## WORK INSTRUCTIONS
State only the number of lines below where the word "validation" is found.

## RECORDS PROVIDED
PR #2036, opened 2024-01-17
CMR-9625 

sxu123:
Added functionality to allow MMT to add private data in the metadata for variable draft. It's removed at publishing.
No new tests are necessary.  If it's not removed correctly, the existing tests should fail during schema validation at publishing.

### DIFF
--- a/system-int-test/src/cmr/system_int_test/utils/generic_util.clj
+++ b/system-int-test/src/cmr/system_int_test/utils/generic_util.clj
@@ -37,7 +37,7 @@
                             (slurp)
                             (json/parse-string true)))
 
-(def variable-draft (-> "schemas/variable-draft/v1.0.0/metadata.json"
+(def variable-draft (-> "schemas/variable-draft/v1.0.0/metadata_with_private_data.json"
                         (jio/resource)
                         (slurp)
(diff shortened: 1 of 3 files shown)


system-int-test/src/cmr/system_int_test/utils/generic_util.clj
```diff
@@ -37,7 +37,7 @@
                             (slurp)
                             (json/parse-string true)))
 
-(def variable-draft (-> "schemas/variable-draft/v1.0.0/metadata.json"
+(def variable-draft (-> "schemas/variable-draft/v1.0.0/metadata_with_private_data.json"
```
cgokey, line 40: I can't read Clojure, but do you need a test to verify that the _private doesn't show up in the resulting metadata?

sxu123: No. I mentioned it at the very beginning that tests are not needed. The existing tests covered it.  If the _private is not removed, the schema validation would fail when publishing the variable-draft because the element doesn't exist in the schema.

cgokey (approved):

jceaser (approved):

## WRITTEN REPLY
2